Raw data
PR #30, opened 2019-09-12
HBASE-23002 [HBCK2/hbase-operator-tools] Create an assembly that buil…

saintstack:
…ds an hbase-operator-tools tgz

Add an hbase-assembly that is just for creating assemblies.
Also changed groupid from org.apache.hbase to
org.apache.hbase.operator.tools so lands into a different area in
repository -- less crowded, easier to differentiate from core
hbase.

Creates a bin assembly (src is made elsewhere in release script).
Adds a first-cut at RELEASENOTES and CHANGES (release script will
fix up what is here based off what is in JIRA to make it suit
the 1.0.0RC0)

### DIFF
--- a/CHANGES.md
+++ b/CHANGES.md
@@ -1,0 +1,90 @@
+# HBASE Operator Tools Changelog
+
+<!---
+# Licensed to the Apache Software Foundation (ASF) under one
+# or more contributor license agreements.  See the NOTICE file
+# distributed with this work for additional information
+# regarding copyright ownership.  The ASF licenses this file
+# to you under the Apache License, Version 2.0 (the
+# "License"); you may not use this file except in compliance
+# with the License.  You may obtain a copy of the License at
+#
+#     http://www.apache.org/licenses/LICENSE-2.0
+#
+# Unless required by applicable law or agreed to in writing, software
+# distributed under the License is distributed on an "AS IS" BASIS,
+# WITHOUT WARRANTIES OR CONDITIONS OF ANY KIND, either express or implied.
+# See the License for the specific language governing permissions and
+# limitations under the License.
+
+# Be careful doing manual edits in this file. Do not change format
+# of release header or remove the below marker. This file is generated.
+# DO NOT REMOVE THIS MARKER; FOR INTERPOLATING CHANGES!-->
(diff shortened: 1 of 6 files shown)


CHANGES.md
```diff
@@ -0,0 +1,90 @@
+# HBASE Operator Tools Changelog
```
petersomogyi: Why the CHANGES file included with the assembly module's introduction?

RELEASENOTES.md
```diff
@@ -0,0 +1,1228 @@
+# RELEASENOTES
```
petersomogyi: Same with RELEASENOTES

hbase-operator-tools-assembly/src/main/assembly/bin.xml
```diff
@@ -0,0 +1,97 @@
...
+    <file>
+      <source>${project.parent.basedir}/CHANGES.md</source>
+      <outputDirectory>.</outputDirectory>
+      <destName>CHANGES.md</destName>
+      <lineEnding>unix</lineEnding>
+    </file>
+    <file>
+      <source>${project.parent.basedir}/README.md</source>
+      <outputDirectory>.</outputDirectory>
+      <destName>README.md</destName>
```
petersomogyi: README.md is also included in `moduleSets`. Are both of these lines are required?

CHANGES.md
saintstack: We want CHANGES and RELEASENOTES included in the binary tgz, right? Need placeholders.

RELEASENOTES.md
saintstack: Ditto

hbase-operator-tools-assembly/src/main/assembly/bin.xml
saintstack: One is the high-level README for the repo. The other is for hbase-hbck.

saintstack:
Thanks for review Peter.

saintstack:
>  I assume the content of changes and releasenotes will be updated on release creation time.

Script fills in Release notes and Changes... yes sir. Thanks for review.

PR #32, opened 2019-09-13
HBASE-23021 [hbase-operator-tools] README edits in prep for release

saintstack:


hbase-hbck2/README.md
```diff
@@ -519,38 +548,50 @@ command needs to be executed later, so copy and save it for convenience.
...
+```
 
 To assign the namespace table region, you cannot use the shell. If you use the shell, it will fail with a `PleaseHoldException` because the master is not yet up (it is waiting for the namepace table to come online before it declares itself ‘up’). You have to use the `HBCK2` _assigns_ command. To assign, you will need the namespace encoded name. It shows in the log quoted above: i.e. _725a0fe6c2c869d3d0a9ed82bfa80fa3_ in this case. You will also have to pass the -skip command to ‘skip’ the master version check (without it, your `HBCK2` invocation will also elicit the above `PleaseHoldException` because the master is not yet up). Here is an example adding an assign of the namespace table:
-```$ HBASE_CLASSPATH_PREFIX=~/checkouts/hbase-operator-tools/hbase-hbck2/target/hbase-hbck2-1.0.0-SNAPSHOT.jar ./bin/hbase org.apache.hbase.HBCK2 -skip assigns 725a0fe6c2c869d3d0a9ed82bfa80fa3```
+```
+$ HBASE_CLASSPATH_PREFIX=~/checkouts/hbase-operator-tools/hbase-hbck2/target/hbase-hbck2-1.0.0-SNAPSHOT.jar ./bin/hbase org.apache.hbase.HBCK2 -skip assigns 725a0fe6c2c869d3d0a9ed82bfa80fa3
```
busbey: We back to this instead of `hbase hbck -j` ?

saintstack: Thats wrong. Thats old doc. Let me fix. Thanks.

saintstack:
New push addresses what @busbey  found (and checkstyle complaint).

busbey:
For some reason merging this is failing without an explanation. Will check again when at a laptop.

saintstack:
It is failing because I just pushed locally instead.... Thanks for review @busbey

PR #33, opened 2019-09-15
HBASE-23025 Do not quote GPG command

petersomogyi:


petersomogyi:
> Should the GPG variable be an array instead?

Probably that would also work. I'm not that proficient in bash to judge but if you recommend array here I can take a look.

busbey:
It'll only be needed if we need to have either a GPG command or one of the args with a space or something the shell would parse as a glob.

Probably fine to do that later as part of a general shellcheck cleanup.

petersomogyi:
I don't think we have any of these currently.

PR #36, opened 2019-09-16
HBASE-23033 Do not run git-commit-id-plugin when .git is missing

petersomogyi:


saintstack:
Confirmed this PR fixes issue.

PR #40, opened 2019-10-03
HBASE-23112 [hbase-operator-tools] fixMeta in hbck2 is porcelain, in …

saintstack:
…hbck1 it was plumbing; fix

Removed 'porcelain vs plubming' analogy. Its fine when we are talking
amongst ourselves but it confuses describing hbck2, a jumble of tools
doing various things.


hbase-hbck2/README.md
```diff
@@ -20,32 +20,33 @@
...
+similarly named across the two versions. See the next section for how the tools
+differ.
 
 ## Philosophy
-_HBCK2_ performs a single discrete 'fix' task each time it is run. It does not presume
+_HBCK2_ performs a single, discrete task each time it is run. It does not presume
 a tool can analyze all about the running cluster and then repair 'all problems' found as
-_hbck1_ used suggest. _HBCK2_ is a tool that is more in the vein of
-[`plumbing` than `porcelain`](https://git-scm.com/book/en/v2/Git-Internals-Plumbing-and-Porcelain).
+_hbck1_ used suggest.
```
daisukebe: Well, if I understood correctly, `fixMeta` fixes multiple holes and overlaps being reported by CatalogJanitor, right? Is it still `a single, discrete task`?

hbase-hbck2/README.md
```diff
@@ -159,7 +160,9 @@ Command:
 
  fixMeta
    Do a server-side fixing of bad or inconsistent state in hbase:meta.
-   Repairs 'holes' and 'overlaps' in hbase:meta.
+   Critical that hbase:meta is first made healthy before making any
+   other repairs. Fix 'holes', 'overlaps', etc. Is NOT same as the
+   _hbck1_ command named similarily.
    SEE ALSO: reportMissingRegionsInMeta
```
daisukebe: Can we also describe how to recognize the issue which requires to involve this command?

hbase-hbck2/README.md
saintstack: True that it can do a few holes/overlaps behind the scene. True also that fixMeta is a single task.

What should we do here? In old days hbck1 had one command to for fixing holes, another for overlaps. We don't want to expose all the little steps needed to fix meta.... I've seen case where you fix holes and overlaps and meta is still borked. hbck1 used to also run multiple times because it would only do adjacents. The hbck2 fixMeta does better than this using the multi-merge. Its more likely to fix all in the one pass.  We'd like to get fixMeta to a place where it can run once and take care of it all. May take some time.

hbase-hbck2/README.md
saintstack: We can, at least in newer hbases where the holes and overlaps are listed in the UI hbck report. Let me add a note.

hbase-hbck2/README.md
daisukebe: Ahh, ok. No worries, your wording makes sense. Thanks!

hbase-hbck2/README.md
saintstack: Hmmm... This usage note needed a good bit more. See what you think of the latest @daisukebe ? Thanks boss.

daisukebe: Thanks Stack! Reviewed the latest one and I'm still wondering if the Master UI is the only one way to recognize the inconsistency. Is there an equivalent tool developed in the command line?

> Fixes 'holes', 'overlaps', etc

Does it make sense to you to change the sentence to `Fixes 'holes', 'overlaps' in HDFS, etc`?

saintstack: There is no reporting apart from Master UI in hbase2. No equivalent tool. We'd have to write one for those older releases. It would be different though because the report would not be generated by the catalogjanitor but by a tool reading hbase:meta remote running the code we recently added to catalogjanitor.

So, the fixMeta fixes holes and overlaps in meta. It does not fix holes and overlaps in HDFS -- intentionally. Idea is you'd fix meta then if any orphan data in HDFS, you'd ask HBase to adopt it using the bulk load tool to load it up (The filesystem command would note the orphan data/regions).

Shout if I should add more.

daisukebe: > It does not fix holes and overlaps in HDFS -- intentionally.

Ohk, per my reading of the code, https://github.com/apache/hbase/blob/branch-2.2/hbase-server/src/main/java/org/apache/hadoop/hbase/master/MetaFixer.java#L83-L108, it appears to be creating an empty region in the filesystem and then put the entry to meta. I was apparently misunderstanding?

saintstack: You are right in that it creates an empty region to match the hole or overlap found in hbase:meta.

What it does not do is look around in hdfs to try and match hdfs content w/ the hole that is being plugged or moving data around in hdfs to fill the overlap.

I think talking of HDFS side-effects when describing fixMeta will give the wrong impression, that we will be doing reconcile w/ HDFS content which we are explicitly not doing in this command.

Not sure how better to say this boss.

daisukebe: Ah ohk. To me, it looks the `fixHoles` and `fixOverlaps` methods are doing what `-fixHdfsHoles` and `-fixHdfsOverlaps` used to do, respectively, in hbck1, hence I supposed it'd be better to document it that `fixMeta` touches and modifies HDFS. However, you are expecting more than that when mentioning `Fixes 'holes', 'overlaps' in HDFS, etc`, correct?

saintstack: Let me add a note that empty dirs are created in HDFS. Makes sense.

saintstack: Here is what I changed it to in coming patch...

"   Do a server-side fix of bad or inconsistent state in hbase:meta.
   Available in hbase 2.2.1/2.1.6 or newer versions. Master UI has
   matching, new 'HBCK Report' tab that dumps reports generated by
   most recent run of _catalogjanitor_ and a new 'HBCK Chore'. It
   is critical that hbase:meta first be made healthy before making
   any other repairs. Fixes 'holes', 'overlaps', etc., creating
   (empty) region directories in HDFS to match regions added to
   hbase:meta. Command is NOT the same as the old _hbck1_ command
   named similarily. Works against the reports generated by the last
   catalog_janitor and hbck chore runs. If nothing to fix, run is a
   noop. Otherwise, if 'HBCK Report' UI reports problems, a run of
   fixMeta will clear up hbase:meta issues. See 'HBase HBCK' UI
   for how to generate new report.
   SEE ALSO: reportMissingRegionsInMeta"

daisukebe: Thanks for making the change! Looks more user friendly. +1 to the latest patch.

saintstack:
Thanks for the reivews @daisukebe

Exercise description
Could you write out exactly the lines above, starting at the first one and ending with the line that has "Version 2.0 (the"?

Result of this exercise
PR #30, opened 2019-09-12
HBASE-23002 [HBCK2/hbase-operator-tools] Create an assembly that buil…

saintstack:
…ds an hbase-operator-tools tgz

Add an hbase-assembly that is just for creating assemblies.
Also changed groupid from org.apache.hbase to
org.apache.hbase.operator.tools so lands into a different area in
repository -- less crowded, easier to differentiate from core
hbase.

Creates a bin assembly (src is made elsewhere in release script).
Adds a first-cut at RELEASENOTES and CHANGES (release script will
fix up what is here based off what is in JIRA to make it suit
the 1.0.0RC0)

### DIFF
--- a/CHANGES.md
+++ b/CHANGES.md
@@ -1,0 +1,90 @@
+# HBASE Operator Tools Changelog
+
+<!---
+# Licensed to the Apache Software Foundation (ASF) under one
+# or more contributor license agreements.  See the NOTICE file
+# distributed with this work for additional information
+# regarding copyright ownership.  The ASF licenses this file
+# to you under the Apache License, Version 2.0 (the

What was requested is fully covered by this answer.